In this Research Topic, the authors cover recent advances of pathophysiology, uncommon manifestations, prevention and treatment strategies for GVHD, as well as approaches to enhance graft-versus-tumor (GVT) activity. The authors also discuss the biology of GVHD in mouse models as well as aspects of clinical translation.

GVHD is mediated by alloreactive donor T cells, which recognize MHC molecules as foreign. While alloreactivity is causative for GVHD, it is also necessary to provide the beneficial GVT effect. Huang et al. describe how metabolic modulation of donor T cells could help to reduce GVHD without loss of GVT by targeting glycolysis. The beneficial effects of allo-HCT against malignant tumor cells is not restricted to hematological malignancies as Bates et al. for example explored allo-HCT as platform for the treatment of neuroblastoma. The authors assessed how combining immunocytokine treatment and ex vivo activated NK cell infusions could serve as intervention to provide GVT activity in a murine GD2+ neuroblastoma model. Ex vivo expanded allogeneic T cells may also have activity in anti-viral immunity. Kim et al. describe how antigen specific T cells from donors recovered from Covid-19 can be expanded and manufactured to treat severe disease in partial HLA-matched recipients.

However, even though allo-HCT can be a life-saving intervention, the risk for developing GVHD remains an important point to consider. Research around the pathophysiology and the prevention of GVHD remains a key column for the success of allo-HCT. Due to the prominent role of alloreactive T cells in the induction of GVHD, Jiang et al. review current literature concerning the roles of different T cell subset and their respective cytokine signatures in the context of GVHD and GVT. They also outline preclinical data on the role of these subsets in both, GVHD and GVT effects, and subsequently address strategies to translate these findings to prevent GVHD in patients. Another factor that can be modified to reduce GVHD is the pre-transplant conditioning as it leads to release of danger signals (2).
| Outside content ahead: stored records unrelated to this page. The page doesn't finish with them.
PR #3649, opened 2023-12-17
Remove dependencies from PBR example

TheManTheMythTheGameDev:
Remove dependencies from the PBR example. Switch to raylib structures and remove rpbr.h.
I had to move some things from rpbr.h into shaders_basic_pbr.c; for instance, I needed a light struct, and the functions in rpbr.h worked well.


raysan5:
@TheManTheMythTheGameDev Great work! Thank you very much for the review!

PR #3652, opened 2023-12-18
[rmodels] Set cgltf callbacks to use `LoadFileData()` and `UnloadFileData()`

kolunmi:
Hello! This ensures cgltf uses the callbacks configured by the user to load and unload file data, enhancing the consistency and predictability of raylib.


raysan5:
@kolunmi Thank you very much for the improvement!

PR #3655, opened 2023-12-19
fix for deferred rendering example.

JettMonstersGoBoom:
previous example didn't correctly render with depth outside of the deferred pass. the DrawSphereWires didn't work.


raysan5:
@JettMonstersGoBoom thanks for the review, I'm merging it to fix the example but I try to avoid exposing OpenGL-specific values from rlgl directly, those functions require some more work in the future...

PR #3657, opened 2023-12-20
2 important fixes for borderless fullscreen on rcore_desktop

lesleyrs:
Fix 1: In windowfocuscallback, toggle topmost flag if borderless fullscreen is active so that you can alt tab while retaining borderless fullscreen. Currently it will let you lose focus but it won't go to the background.

Fix 2: When in an opengl window, setting the window size to monitor size causes some flickering which can be really annoying. Other games get around this by adding or removing 1 pixel to either size or position. This is not opinionated you can see games like supertuxkart doing it for yourself. I decided to only add a parameter for extra width because imo it's the least noticable but you can still set it to 0 to have it work the same as now.

You can test 1. by going fullscreen and alt tabbing, and 2. by setting extrawidth to -1 or +1.

Also changed comments for some documentation and updating the functions to remove the desktop only as I think that was forgotten to be changed.

1 problem with fix 2 is that SetWindowState only sets extraWidth to 0 now, ideally you'd have some value you can set and read because you don't really change it anyway. But not sure how you want to add that and I just want this merged to have a nice cross platform way to get fullscreen (I used custom fullscreen before this implementing the above).

### DIFF
--- a/src/platforms/rcore_desktop.c
+++ b/src/platforms/rcore_desktop.c
@@ -197,7 +197,7 @@ void ToggleFullscreen(void)
 }
 
 // Toggle borderless windowed mode
-void ToggleBorderlessWindowed(void)
+void ToggleBorderlessWindowed(int extraWidth) // increase or decrease window size to stop flickering
 {
     // Leave fullscreen before attempting to set borderless windowed mode and get screen position from it
     bool wasOnFullscreen = false;
@@ -240,7 +240,7 @@ void ToggleBorderlessWindowed(void)
 
                 // Set screen position and size
                 glfwSetWindowPos(platform.handle, monitorPosX, monitorPosY);
-                glfwSetWindowSize(platform.handle, monitorWidth, monitorHeight);
+                glfwSetWindowSize(platform.handle, monitorWidth + extraWidth, monitorHeight);
 
                 // Refocus window
                 glfwFocusWindow(platform.handle);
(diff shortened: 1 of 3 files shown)


lesleyrs:
This is the first time I tagged you for the side note because I saw you added fullscreen for web which i'm thankful for. So sorry about that I don't want to give you extra work and it's good as it is.

Are you implying my borderless fullscreen changes breaks anything? Because borderless fullscreen on Windows (desktop) in it's current state is not worth using for me and these changes are a must. If there is a problem I'd like to know.

raysan5:
@lesleyrs I'm afraid I'm not merging this PR, check the review comment for details.

@ubkp I understand your concerns and I'm sorry you decide to stop contributing to the project, your contributions has been indeed unvaluable. Thanks again for all the work you put into raylib and every great PR. It's been also a pleasure having you as a contibutor. Thanks and all the best with your future projects, I'm sure they will be amazing!

lesleyrs:
Hmm I feel like neither of you tried this PR before shutting it down, I realize that fullscreen functions were reworked to be compatible but this change doesn't really interact with the others. Even just the topmost change just lets you alt tab and does nothing else which has no downsides.

I don't like the way this PR got dismissed so quickly just because the other guy is upset, this along with the other PR regarding pointerlock were both good changes.

But yes, let's keep borderless fullscreen in it's current state and I'll just go away.

raysan5:
@lesleyrs I explained the reasons for the PR to be rejected, it's breaking raylib API and adding uneeded complexity to a simple function:

 > This change is breaking the API and adding an unneeded extra level of complexity with an unintuitive additional parameter to cover a very-specific use case that will only affect a very small percentadge of user. raylib priority is simplicity.

lesleyrs:
Alright, that message didn't appear for me.

PR #3661, opened 2023-12-21
Add new COBOL binding

glowiak:
I made a COBOL "binding" of some sort.

RL can be used in COBOL without it, but it is barely usable, and my "binding" greatly improves the usability.

Typed in public domain as I am not a lawyer and all my code is not licensed.


raysan5:
@glowiak Great addition! Thanks!

orcmid:
You can't put something in the public domain.  You hold copyright as an author, it is an automatic thing (unless you are a worker for hire and your employer has the rights).  That copyright has to expire for something to enter the public domain.  You can make a "quit claim" however. I think there are examples of that somewhere.  (My knowledge of this is specific to the USA, but the international conventions are consistent.)

PR #3666, opened 2023-12-23
VSCode sample project Mac fixup

tromero:
Change vscode config and makefile to add a missing IOKit framework reference and use whichever MacOSX sdk symlink is available


raysan5:
@tromero thanks for the review!

PR #3960, opened 2024-05-04
[raudio] Volume, Pan and Pitch getters

LeandroSQ:
Following the current methods to set `Volume`, `Pan` and `Pitch` this pull request implements a getter for the same properties.

### DIFF
--- a/parser/output/raylib_api.json
+++ b/parser/output/raylib_api.json
@@ -11189,6 +11189,17 @@
       ]
     },
     {
+      "name": "GetSoundVolume",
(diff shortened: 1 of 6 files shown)


raysan5:
@LeandroSQ I'm afraid I'm not merging this PR, despite following the academic styling of get/set pair. It's up to the user to manage the values they set, so getters shouldn't be needed.

LeandroSQ:
I understand your point, 
I just thought that since we have this pattern on the `master` volume, the same style could be applied on audio streams for symmetry.
Just like #3434 

Thank you once more for this amazing work!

Based on the observation by some investigators that reduced conditioning was associated with higher relapse rates compared to full intensity conditioning (3, 4), Davis et al. elaborate on the potential benefits of repurposing ruxolitinib and venetoclax as pre-transplant medications to improve engraftment and GVT effects while reducing GVHD. Ruxolitinib was developed from the mouse model (5) into clinical application in first treatment series (6) and then in prospective phase III trials for acute and chronic GVHD (7, 8). Venetoclax, sorafenib (9) and other targeted therapies hold promise to enhance the GVT effect.

Besides the topic of strategies to reduce GVHD incidence and severity, this Research topic also covers risk factors that favor the development of GVHD. In their contribution to this series, Khuat et al. investigate how various parameters like the microbiome and high-fat diet, which are addressed using different mouse models, promote and exacerbate GVHD.

The pathophysiology of GVHD is based on a pro-inflammatory environment produced in the target organs, most prominently the skin, liver and gastrointestinal tract (GI). GI manifestations of GVHD however mostly contribute to reduced quality of life and mortality (10) and are mediated by T cells and neutrophils (11). Rayasam and Drobyski review the most foundational studies conducted in animal models that focus on preventing GI-GVHD and how these findings were translated into clinical applications. While the classical GVHD target organs are GI tract, liver and skin, increasing evidence suggests that also other organs such as the kidney, lungs or lymphatic tissues may be affected. In mouse models, T cells and microglia activation were shown to contribute to central nervous system (CNS)-GVHD (12, 13). Clinical studies on neurologic complications after allo-HCT describe the CNS as GVHD target organ (14, 15). However, also infections, vascular events, drug toxicity or other diseases may contribute to neurological symptoms like seizures or cognitive impairment (16). Vinnakota and Zeiser discuss data from mouse studies and clinical reports with a focus on how these findings increased biological understanding of underlying mechanisms and eventually may lead to novel therapy options for CNS-GVHD. Another non-classical clinical manifestation of GVHD is presenting itself as acute kidney injury (AKI). Drugs used as conditioning regimen pre allo-HCT, but also immunosuppressive drugs used to prevent GVHD are known to cause renal damage. However, renal diagnostic criteria are yet to be defined, as AKI often is the result of multiple etiologies (17). Therefore, Miyata et al. describe pathophysiology and management of kidney injury in the context of GVHD.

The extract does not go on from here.